AIMMS-Division of Molecular Toxicology, Department of Chemistry and Pharmaceutical Sciences (CPS), VU University Amsterdam, De Boelelaan 1083, 1081 HV Amsterdam, The Netherlands.
Toxicol Lett. 2013 Oct 9;222(3):247-56. doi: 10.1016/j.toxlet.2013.07.023. Epub 2013 Aug 2.
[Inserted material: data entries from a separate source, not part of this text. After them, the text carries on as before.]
PR #26, opened 2017-07-13
images: Add missing parameters to ListImage operation

jen20:
This will need cherry-picking (or otherwise transferring) into the reorganization but solves a problem I have immediately without needing to refactor the entire API. cc @cheapRoc, @sean-


cheapRoc:
I'll add this to my PR.

PR #27, opened 2017-07-19
Align a few API names for datacenters and instances

cheapRoc:
While integrating with Terraform I found a few bugs in naming around datacenters and instances.


tgross:
LGTM.

Issue #25, opened 2017-07-08
Completeness against CloudAPI


cheapRoc:
The following was extracted from the old README. We can track these as a single issue moving forward.

- Accounts
    - [x] GetAccount
    - [x] UpdateAccount
- Keys
    - [x] ListKeys
    - [x] GetKey
    - [x] CreateKey
    - [x] DeleteKey
- Users
    - [x] ListUsers
    - [x] GetUser
    - [x] CreateUser
    - [x] UpdateUser
    - [ ] ChangeUserPassword
    - [x] DeleteUser
- Roles
    - [x] ListRoles
    - [x] GetRole
    - [x] CreateRole
    - [x] UpdateRole
    - [x] DeleteRole
- Role Tags
    - [ ] SetRoleTags
- Policies
    - [x] ListPolicies
    - [x] GetPolicy
    - [x] CreatePolicy
    - [x] UpdatePolicy
    - [x] DeletePolicy
- User SSH Keys
    - [x] ListUserKeys
    - [x] GetUserKey
    - [x] CreateUserKey
    - [x] DeleteUserKey
- Config
    - [x] GetConfig
    - [x] UpdateConfig
- Datacenters
    - [x] ListDatacenters
    - [x] GetDatacenter
- Services
    - [x] ListServices
- Images
    - [x] ListImages
    - [x] GetImage
    - [x] DeleteImage
    - [x] ExportImage
    - [x] CreateImageFromMachine
    - [x] UpdateImage
- Packages
    - [x] ListPackages
    - [x] GetPackage
- Instances
    - [x] ListMachines
    - [x] GetMachine
    - [x] CreateMachine
    - [x] StopMachine
    - [x] StartMachine
    - [x] RebootMachine
    - [x] ResizeMachine
    - [x] RenameMachine
    - [x] EnableMachineFirewall
    - [x] DisableMachineFirewall
    - [x] CreateMachineSnapshot
    - [x] StartMachineFromSnapshot
    - [x] ListMachineSnapshots
    - [x] GetMachineSnapshot
    - [x] DeleteMachineSnapshot
    - [x] UpdateMachineMetadata
    - [x] ListMachineMetadata
    - [x] GetMachineMetadata
    - [x] DeleteMachineMetadata
    - [x] DeleteAllMachineMetadata
    - [x] AddMachineTags
    - [x] ReplaceMachineTags
    - [x] ListMachineTags
    - [x] GetMachineTag
    - [x] DeleteMachineTag
[...]

PR #29, opened 2017-07-24
Complete Instances Metadata and ListInstances APIs

cheapRoc:
This PR cleans up a few features while patching a mistyped endpoint.

- Patch [an existing bug](https://github.com/joyent/triton-go/blob/master/compute/instances.go#L464) where the `UpdateMetadata` endpoint is misusing `/tags` instead of `/metadata`. 
- Complete the metadata API by introducing `GetMetadata`, `ListMetadata`, `DeleteMetadata`, and `DeleteAllMetadata`. 
- Introduce queries for the `ListInstances` endpoint.

Also, ref: #25

### DIFF
--- a/compute/instances.go
+++ b/compute/instances.go
@@ -4,6 +4,7 @@ import (
 	"context"
 	"encoding/json"
 	"fmt"
+	"io/ioutil"
 	"net/http"
 	"net/url"
 	"strings"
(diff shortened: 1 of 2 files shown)


cheapRoc:
Actually, let me break that out since its a critical fix. I'll open a PR over there.

cheapRoc:
Rebased on top of recent master so I can vendor properly.

PR #30, opened 2017-07-24
Update storage examples for new api

gwydirsam:
This commit fixes storage examples for the new API and provides a demo file (foo.txt) for those programs that need it.


gwydirsam:
The important change is not to use SDC_KEY_FILE -- I don't see that documented anywhere.

examples/compute/instances.go
```diff
@@ -15,16 +14,10 @@ import (
 func main() {
 	keyID := os.Getenv("SDC_KEY_ID")
 	accountName := os.Getenv("SDC_ACCOUNT")
-	keyPath := os.Getenv("SDC_KEY_FILE")
```
cheapRoc: 👍 

I'm totally on-board with removing `SDC_KEY_FILE` as it's not idiomatic. It was simply an environment variable I was using to manually force the path for `authentication.NewPrivateKeySigner`. `authentication.NewSSHAgentSigner` is much better here since its less config.

examples/storage/createjob.go
```diff
@@ -15,26 +14,20 @@ import (
 )
 
 func main() {
-	keyID := os.Getenv("SDC_KEY_ID")
-	accountName := os.Getenv("SDC_ACCOUNT")
-	keyPath := os.Getenv("SDC_KEY_FILE")
+	keyID := os.Getenv("MANTA_KEY_ID")
+	accountName := "tritongo"
```
cheapRoc: Let's use `os.Getenv("MANTA_USER")` as `accountName` here so it works out of the box.

examples/storage/createjob.go
```diff
@@ -103,7 +95,7 @@ func main() {
 		log.Fatalf("ListJobs: %s", err)
 	}
 
-	fmt.Printf("Number of jobs: %d\n", jobs.ResultSetSize)
+	fmt.Printf("Result set size: %d\n", jobs.ResultSetSize)
```
cheapRoc: **REALLY** want this output to display the results of the Job. I'm not sure if the library is broken or what. I haven't had the time to explore how results should properly return from Manta through the `GetOutput()` func. Would be awesome if that's something we can do here but I'm ok with doing it later.

examples/storage/getobject.go
```diff
@@ -13,47 +13,55 @@ import (
 )
 
 func main() {
-	keyID := os.Getenv("SDC_KEY_ID")
-	accountName := os.Getenv("SDC_ACCOUNT")
-	keyPath := os.Getenv("SDC_KEY_FILE")
+	keyID := os.Getenv("MANTA_KEY_ID")
+	accountName := "tritongo"
```
cheapRoc: `os.Getenv("MANTA_USER")` as `accountName`.

examples/storage/createjob.go
cheapRoc: You can ignore this, I captured the chunked response in my proxy so I can create a separate issue for it.

cheapRoc:
I'll incorporate much of this PR into a rewrite of the examples.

Clozapine, an often-prescribed antipsychotic drug, is implicated in severe adverse drug reactions (ADRs). Formation of reactive intermediates by cytochrome P450s (CYPs) has been proposed as a possible explanation for these ADRs. Moreover, a protective role for human glutathione S-transferases (hGSTs) was recently shown using purified enzymes. We investigated the interplay between CYP bioactivation and GST detoxification in a reconstituted cellular context using recombinant yeast expressing a bacterial CYP BM3 mutant (M11), mimicking the drug-metabolizing potential of human CYPs, combined with hGSTA1-1, M1-1 or P1-1. Clozapine and the N-desmethylclozapine metabolite caused comparable growth inhibition and reactive oxygen species (ROS) formation, whereas the clozapine-N-oxide metabolite was clearly less toxic. Clozapine metabolism by BM3 M11 and the hGSTs in yeast was confirmed by identification of stable clozapine metabolites and hGST isoform-specific glutathione-conjugates. Oxidative metabolism of clozapine by BM3 M11 increased ROS formation and growth inhibition. Co-expression of hGSTP1-1 protected yeast from BM3 M11 induced growth inhibition in presence of clozapine, whereas similar expression levels of hGSTA1-1 and hGSTM1-1 did not. ROS formation was not lowered by hGSTP1-1 co-expression and was unrelated to mitochondrial electron transport chain (mETC) activity. We present a novel cellular model to study the effect of CYP and GST interplay in drug toxicity.
氯氮平是一种常用的抗精神病药物,与严重的药物不良反应(ADR)有关。细胞色素 P450s(CYPs)形成的反应中间体被认为是这些 ADR 的可能解释。此外,最近使用纯化酶证明了人类谷胱甘肽 S-转移酶(hGSTs)的保护作用。我们使用表达细菌 CYP BM3 突变体(M11)的重组酵母在重组细胞环境中研究了 CYP 生物活化和 GST 解毒之间的相互作用,该突变体模拟了人类 CYP 的药物代谢能力,并与 hGSTA1-1、M1-1 或 P1-1 结合。氯氮平和 N-去甲基氯氮平代谢物引起相当的生长抑制和活性氧(ROS)形成,而氯氮平-N-氧化物代谢物明显毒性较低。通过鉴定稳定的氯氮平代谢物和 hGST 同工型特异性谷胱甘肽缀合物,证实了酵母中 BM3 M11 和 hGSTs 对氯氮平的代谢。BM3 M11 对氯氮平的氧化代谢增加了 ROS 的形成和生长抑制。在存在氯氮平的情况下,hGSTP1-1 的共表达保护酵母免受 BM3 M11 诱导的生长抑制,而 hGSTA1-1 和 hGSTM1-1 的相似表达水平则没有。hGSTP1-1 的共表达并没有降低 ROS 的形成,与线粒体电子传递链(mETC)活性无关。我们提出了一种新的细胞模型,用于研究 CYP 和 GST 相互作用在药物毒性中的作用。